▶ Activity
The response must consist of every record, restated word for word.

(Collected data)
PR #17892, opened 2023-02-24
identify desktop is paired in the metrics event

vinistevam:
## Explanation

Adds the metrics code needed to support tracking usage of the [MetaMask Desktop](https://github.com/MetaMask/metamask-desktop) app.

▶ Written answer
PR #17892, opened 2023-02-24
identify desktop is paired in the metrics event

vinistevam:
## Explanation

Adds the metrics code needed to support tracking usage of the [MetaMask Desktop](https://github.com/MetaMask/metamask-desktop) app.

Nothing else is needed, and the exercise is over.